Uniform Estimates for the Flow of a Viscous Incompressible Fluid down an Inclined Plane in the Thin Film Regime

TL;DR

This paper rigorously justifies the thin film approximation for viscous incompressible fluid flow down an inclined plane by establishing uniform error estimates between the Navier--Stokes solutions and the approximate equations in the thin film regime.

Contribution

It provides a rigorous mathematical justification of the thin film approximation by deriving uniform estimates for the Navier--Stokes solutions as the aspect ratio approaches zero.

Findings

Established uniform error estimates for Navier--Stokes solutions

Validated the accuracy of the thin film approximation in the thin regime

Provided a rigorous mathematical framework for thin film flow analysis

Abstract

We consider a two-dimensional motion of a thin film flowing down an inclined plane under the influence of the gravity and the surface tension.
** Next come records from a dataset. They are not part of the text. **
PR #6972, opened 2019-06-11
New analyzer: resolve name clashes between generated and existing nodes

### LINKED ISSUE #6454: New semantic analyzer: should we collect functions from AST instead of symbol tables?
Currently, functions are collected for processing from symbol tables, not form ASTs. This causes some issues, for example, if there is method name clash in class-based named tuple, then the user provided method will be not analyzed, which will cause a crash later, see `testNewNamedTupleIllegalNames`.

This is a follow-up for https://github.com/python/mypy/pull/6452

ilevkivskyi:
Fixes #6454
Fixes https://github.com/python/mypy/issues/6973

Note that the solution doesn't guarantee the order of numbers `N` in `foo-redefinitionN` coincides with the textual order of nodes. But it looks like we don't need this for anything.

### DIFF
--- a/mypy/util.py
+++ b/mypy/util.py
@@ -4,7 +4,7 @@ import pathlib
 import re
 import subprocess
 import sys
-from typing import TypeVar, List, Tuple, Optional, Dict, Sequence, Iterable
+from typing import TypeVar, List, Tuple, Optional, Dict, Sequence, Iterable, Container
 
 MYPY = False
 if MYPY:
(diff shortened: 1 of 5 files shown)


mypy/util.py
```diff
@@ -290,6 +290,22 @@ def unmangle(name: str) -> str:
     return name.rstrip("'")
 
 
+def get_unique_redefinition_name(name: str, existing: Container[str]) -> str:
```
JukkaL: I wonder if the mangled names can be shown in error messages (say, when showing error context). If you believe that it might be the case, can you create a follow-up issue about it?

ilevkivskyi: Out of top of my head I found only one case (multiple inheritance) where we use names from symbol table instead of `.name()` or `.fullname()`, but there may be other. I will open an issue.

PR #6979, opened 2019-06-12
Specify return types for the return types incompatible with supertype error

### LINKED ISSUE #2797: Return type incompatible with supertype error should specify the types involved
I'm a relatively new user to mypy, and I have a quick bit of feedback / suggestion:

(Tangentially related to #2783 and/or #2782)

I see this error message:

```
error: Return type of "__iter__" incompatible with supertype "Iterable"
```

It would be really helpful if the message specified what the return type is, and more helpfully, what mypy thinks it should be.

This is particularly helpful in the context of generic/templated types like `Iterable`, where reading the definition of the type doesn't immediately give you the answer.  In other words: "Oh no!  I have to think!" 😃

joejuzl:
fixes #2797

### DIFF
--- a/test-data/unit/check-abstract.test
+++ b/test-data/unit/check-abstract.test
@@ -326,7 +326,7 @@ class A(I, J):
     def f(self, x: str) -> int: pass \
         # E: Argument 1 of "f" is incompatible with supertype "I"; supertype defines the argument type as "int"
     def g(self, x: str) -> int: pass \
-        # E: Return type "int" of "g" incompatible with return type "str" of supertype "J"
+        # E: Return type "int" of "g" incompatible with return type "str" in supertype "J"
     def h(self) -> int: pass # Not related to any base class
 [out]
 
@@ -372,7 +372,7 @@ class A(I):
         pass
 [out]
 main:11: error: Argument 1 of "h" is incompatible with supertype "I"; supertype defines the argument type as "I"
-main:11: error: Return type "I" of "h" incompatible with return type "A" of supertype "I"
+main:11: error: Return type "I" of "h" incompatible with return type "A" in supertype "I"
 
 
 -- Accessing abstract members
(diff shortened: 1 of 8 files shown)


test-data/unit/check-abstract.test
```diff
@@ -326,7 +326,7 @@ class A(I, J):
     def f(self, x: str) -> int: pass \
         # E: Argument 1 of "f" is incompatible with supertype "I"; supertype defines the argument type as "int"
     def g(self, x: str) -> int: pass \
-        # E: Return type of "g" incompatible with supertype "J"
+        # E: Return type "int" of "g" incompatible with return type "str" of supertype "J"
```
ilevkivskyi: I think it is better to say:
```
Return type "int" of "g" incompatible with return type "str" in supertype "J"
```
i.e. replace `of` -> `in`.

joejuzl: the `of` here refers to the function. I.e. the function "g" has a return type `of` "int".
Whereas the `in` that comes later refers to the superclass i.e. return type "str" of the function "g" `in` class "J".
Do you still think it makes sense to change the `in` to `of`? I haven't heard people refer to a return type `in` a function... (although I may be wrong!)

joejuzl: you are totally correct - sorry I misread!

joejuzl: There is a slight edge case where the function name doesn't match the superclass function name. You end up with this message:

`Return type "A" of "__iadd__" incompatible with return type "B" in "__add__" of supertype "A"` 

This due to how `override_target` is implemented. Do you think this is OK? Or should I try and handle it?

In order to investigate the stability of such flow, it is hard to treat the Navier--Stokes equations directly, so that a thin film approximation is often used. It is an approximation obtained by the perturbation expansion with respect to the aspect ratio $\delta$ of the film under the thin film regime $\delta\ll1$. Our purpose is to give a mathematically rigorous justification of the thin film approximation by establishing an error estimate between the solution of the Navier--Stokes equations and those of approximate equations. To this end, in this paper we derive a uniform estimate for the solution of the Navier--Stokes equations with respect to $\delta$ under appropriate assumptions.